One of the most fundamental and useful concepts in modern mathematics is the vector. Colloquially, a vector describes a direction. Air traffic control assigns vectors to airplanes to route them through the sky. Mathematically, a vector is an object that can be arbitrarily scaled (made larger or smaller) and added to any other vector. But these simple rules mean that lots of things are vectors. Any real number is a vector. The velocity of an object moving in space is a vector. The weights of a tuned neural network are a vector. Everything we do in “AI” is just mindless pushing around of vectors (i.e., linear algebra). Quadratic functions are vectors. Infinite sequences of real numbers whose sums of squares are finite are vectors.
Obviously, I could go on. Vectors are the most used abstraction in applied mathematics. But there is a difference between finite-dimensional vectors, infinite sequences, and functions. We can find relations between these concepts and understand principles that apply to all three. Yet we also separate the concepts to understand specifics that occur when shifting through the different contexts.
For whatever reason we all want probability to be one concept. While “vectors” mean nothing to someone who hasn’t taken college math, everyone has a feel for “probability” and “chance.” There is a grounding in the word probability that makes us think that all probabilities are the same. But probability is far more often a homonym than a synonym.
Even though they all follow the same basic axioms, we have dozens of different kinds of probability. A few examples are
Any finite list of numbers that is nonnegative and sums to one
Any infinite list of numbers that is nonnegative and whose infinite sum converges to one
Any nonnegative function on the unit interval whose integral is equal to one
The certainty of a logical proposition being true
The doubt that something in the past happened
The likelihood that future events will occur
A person’s internal beliefs about the world
The relative frequencies of occurrences that currently exist in the world
The relative frequencies of hypothetical infinite populations
The preponderance of evidence in a civil case
These are all sort of the same, but they’re also quite different in important ways. In the next post, I’ll describe the two places where I think these varied conceptions all seem to align.
The analogy with the generality of vector spaces is actually quite good. It really underscores the fact that, just as in the case of vectors it’s the common axiomatic framework that comes with a variety of concrete models of vector spaces, the relational structure of Kolmogorov’s axioms plays the main role in applications rather than any sort of a unified notion of uncertainty or chance. There are many models of Kolmogorov’s axioms, each comes with its own semantics. More or less what I wrote here: https://realizable.substack.com/p/probabilities-coherence-correspondence.

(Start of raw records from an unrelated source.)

Issue #470, opened 2017-07-13
Change event-cell hoover behavior


gryzik:
I need to change event hoover behavior.
I want to remove existing tooltip and add my hoover function.
Is it possible ?

GhislainRoy04:
I manage to do something using eventPropGetter, I passed a component that had hover events on it and I displayed the info there. Not sure on how to remove the exiting tooltip tho

skhamoud:
Any updates on this ? I can't find a way to neither hide nor change the behavior of the tooltip .

jquense:
No updates. PR's welcome!

aappddeevv:
I think I responded to  a closed issue, but we need to create our own event renderings. Something I have seen that is useful in other libraries is a `onEventRender` type property that takes the properties and default rendering function. Then someone can just use the default rendering and wrap the default rendered component easily with something that does tooltip/hover behavior with your own hover content of course. 

onEventRender would get a default rendering function that renders an EventCell object  so you can really do what you want easily. This also fits into the renderprops pattern that is popular.

PR #701, opened 2018-01-23
Add tooltipAccessor prop to calendar to disable tooltip if needed

### LINKED ISSUE #226: Event title tooltip should stringify
It would appear that in case where we want to stylize (bold, italic, etc) some parts of an event title, it shows up properly on the page but the tooltip contains `[object Object]` as values.

A solution would be to use the `jsx-to-string` library to stringify the value or better yet add a tooltipAccessor method.

ginifizz:
Use a "tooltipAccessor" prop for the tooltip instead of the "titleAccessor" prop. Can show a tooltip different from the title, or not display it at all if the accessor returns null.

Fixes #226, #470

### DIFF
--- a/src/DayColumn.js
+++ b/src/DayColumn.js
@@ -233,12 +233,11 @@ class DayColumn extends React.Component {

The last Kolmogorov axiom is usually called countable additivity, not subadditivity. (What's usually called subadditivity would give you an "outer measure," not a measure.) Actually, the restriction to *countable* collections has always struck me as a little bizarre and (a priori) hard to justify. So far as I know, that restriction is only made to get a useful collection of limit theorems for random variables and the expected value: limits of random variables are still random variables, etc. You wouldn't have those if you only had finite additivity.
In the function theory and geometric measure theory that the Kolmogorov axioms are a special case of, the countable additivity is at least legitimized by all the natural examples (Lebesgue measure, Haar measure, Hausdorff measure, etc. or measures with density relative to these) which tend to be the actual objects of study. But I've never seen a similarly convincing case in the context of real-life probability (whatever "real-life probability" might be).